The surge does not appear to track crime patterns or the broader size of immigrant populations. A UCLA analysis released in July 2025 found that Latinos make up 60% of non-citizen immigrants and 71% of the undocumented population, yet accounted for 92% of ICE arrests in early 2025. The report underscored that the arrest rate does not have a statistically significant association with overall crime rates or estimated immigrant crime rates, challenging a common presumption that enforcement is reactionary to criminal activity. Rather, the study concluded that arrests patterns were more strongly driven by political alignment—specifically, by states most supportive of the President’s anti-immigrant rhetoric—than by crime or immigration status. In other words, the surge seems to be shaped by political considerations as much as by public safety concerns.

“The multivariate analysis shows that arrest rates do not have a statistically significant association with overall crime rates nor estimated immigrant crime rates,” the UCLA report states,

a conclusion that has fueled debate about whether enforcement priorities are aligned with public safety or political signaling.

Human beings and communities appear to bear the brunt of the shift. In addition to the raw numbers, cases of enforcement in everyday spaces—parking lots, shopping areas, workplaces, and neighborhoods heavily populated by Latino residents—have raised alarms about profiling and civil liberties. A district court in Los Angeles ordered ICE to stop street profiling in July, and the appellate court upheld that ruling, though its application remains concentrated in the Los Angeles area.

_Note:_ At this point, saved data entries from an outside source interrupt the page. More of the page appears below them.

PR #2414, opened 2023-11-10
Port --dump-all-passes, --dump-all-passes-fortran from LFortran

Shaikh-Ubaid:
fixes https://github.com/lcompilers/lpython/issues/2413

PR #2417, opened 2023-11-12
Remove redundant code

Shaikh-Ubaid:
This PR needs to be rebased after merging of https://github.com/lcompilers/lpython/pull/2414.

Advocacy groups and researchers say the practice is spreading into communities far beyond traditional enforcement corridors, with workers and bystanders often caught up in random sweeps rather than targeted criminal investigations.

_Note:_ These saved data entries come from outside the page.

PR #2430, opened 2023-11-25
Enable llvm tests for symbolics

Thirumalai-Shaktivel:


Thirumalai-Shaktivel:
Ready!

src/libasr/codegen/llvm_utils.cpp
```diff
@@ -1267,6 +1267,7 @@ namespace LCompilers {
                 break;
             }
             case (ASR::ttypeType::CPtr) : {
+                a_kind = 8;
```
Thirumalai-Shaktivel, line 1270: Previously, we used `a_kind = 4`, but now I set `8` to be default, this is required for Symbolic as we use `i64` pointer for `CPtr`.

certik: I thought CPtr doesn't have a kind?

Thirumalai-Shaktivel: How do we decide the malloc size for `list[CPtr]`?

anutosh491: I went through the changes and the changes do work in the correct direction. If we could know whether `a_kind` would be required or not for `list[CPtr]`, the PR can be finished accordingly .

anutosh491: cc @certik 
Could you clarify Thirumalai's comment here? I think this is close to completion once we have an idea for the same.

certik (approved):
I think this is good for now, it enables several tests and the changes are small and seem clean. I do not understand the design of a kind for `CPtr`, but that's a separate question. So I think we can merge this.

Tom Homan, the former acting ICE director cited in the reporting, described ICE and Border Patrol detaining people “based on the location, their occupation, their physical appearance, their actions like…the person walks away” in remarks that have circulated in policy debates about enforcement prerogatives and civil rights protections. The emphasis on “location” and “occupation” signals a broader approach to street arrests that many experts say disproportionately affects Latino communities.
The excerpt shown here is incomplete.